Desde o começo trabalhamos com esse tema. Temos hoje 23 mil parceiros aqui. Preciso continuar tendo essa capilaridade, essa cobertura. Por isso, precisamos apoiá-los. A primeira coisa que fizemos foi, lá no começo, como não sabíamos como as coisas seriam, antecipar o pagamento mensal que fazemos para eles de acordo com o número de usuários. Depois, os habilitamos a oferecer essas aulas online, que são uma nova fonte de renda. E agora estamos vindo com mais duas ações. Uma é um dos nossos braços, o Gympass Plus, que é basicamente um marketplace para academias, que faz negociação de aparelhos, por exemplo. A gente pode colocar em contato parceiros com empresas que façam algum empréstimo com taxas extremamente vantajosas. A outra coisa é para a promoção das aulas lives. Criamos uma campanha: quanto mais aulas o parceiro der, mais ele pode ganhar. É até R$ 25 mil adicionais. Isso tudo não é ajuda, não é assistencialismo. Em vez de dar o peixe, estamos ajudando-os a pescar. E estamos hoje bem melhor do que estávamos no começo da pandemia.

Qual a importância, neste momento, de parceiros como a Sodexo?
Os parceiros têm uma importância gigantesca para nós, principalmente os ligados a benefícios, porque a gente trabalha muito em conjunto para que eles possam entregar valor agregado para seus clientes. Neste momento, eles continuam sendo superimportantes, especialmente porque eles também foram fortemente afetados pela pandemia. Estamos trabalhando muito em conjunto para que eles possam mostrar para os clientes que, apesar de tudo que está acontecendo, eles têm valor agregado em seu serviço, o que inclui todos os benefícios do Gympass.

Além das aulas ao vivo, quais outras tendências que vocês acham que vieram para ficar?
A questão do cuidado com a saúde mental, que se provou tão importante agora, passa a ser uma tendência. E não só saúde mental na questão de fazer terapia ou meditação, mas também nas atividades como ioga, que trazem benefícios. Com a pandemia, antes as pessoas talvez não se sentissem à vontade para falar sobre isso. Agora, como estamos todos no mesmo barco, as pessoas estão mais livres. Não estamos nem tratando como “saúde mental”, e sim como “saúde emocional”, para sermos mais abrangentes. Isso é uma coisa que já era uma tendência, mas não era tão massificada. Tenho a sensação de que vai acontecer isso agora.

Quais lições o Gympass, que já nasceu dentro da economia criativa, pode dar ao mercado e também tirar dessa crise toda?
Aprendemos muito com nossos clientes, que a velocidade faz diferença no que podemos oferecer. O maior aprendizado que tivemos foi a questão de ter uma visão mais mais holística e mais integrada entre bem-estar e saúde. E mostramos que, mais do que a tecnologia empregada, o que faz a diferença é nosso mindset, nossa cultura. A agilidade, a história de não parar, de não ter medo do erro, de apoiar o ecossistema todo.
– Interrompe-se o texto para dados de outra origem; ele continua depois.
PR #2342, opened 2019-08-05
Close TCPConnection on failure

gedaiu:
I'm not sure if this is the best fix, but it looks like the TCPConnection state is connected after it fails to connect here: `m_conn = connectTCP(proxyAddr, m_settings.networkInterface);`

### DIFF
--- a/http/vibe/http/client.d
+++ b/http/vibe/http/client.d
@@ -569,7 +569,8 @@ final class HTTPClient {
 	{
 		assert(!m_requesting, "Interleaved HTTP client requests detected!");
 		assert(!m_responding, "Interleaved HTTP client request/response detected!");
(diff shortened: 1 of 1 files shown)


s-ludwig:
There is a `try`-`catch`  around the TLS stream construction, which seems to be the only place in the upper part of the function that can throw. It should be sufficient to put the additions into the closure at the bottom.  `scope (failure)` is a bit problematic, though, because unfortunately it catches any `Throwable` as opposed to just `Exception`, so using an eplicit `try`-`catch` would be better here.

gedaiu:
I found this issue on http connections, where there was no tls context. As I remember, the exception that I got was from vibe-core.

PR #2343, opened 2019-08-06
add support to rtsp url

tchaloupka:


tchaloupka:
damn, one test fails with timeout :)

E você, além dos apps mentais, o que tem feito para manter a sua saúde?
Eu comecei a fazer treinos funcionais virtuais – e não parei. Mas eu gosto muito de correr e só esse exercício não estava dando conta. Eu sentia falta de cansar, suar. Precisava de endorfina. Então aluguei uma bicicleta de spinning [ela ri]. E olha as adaptações que acontecem em épocas como esta: os estúdios de spinning começaram a alugar as bicicletas que estavam ociosas. Esse do qual eu aluguei fez até parceria com uma outra empresa que criou uma espécie de central e aluga bicicletas de vários estúdios, porque não estava dando conta da quantidade de gente buscando. Muito bacana ver isso. Tenho também feito meditação, que era uma coisa que nunca imaginei que conseguiria. Só consigo meditação guiada, mas já é um começo. Tenho feito à noite e faz muita diferença.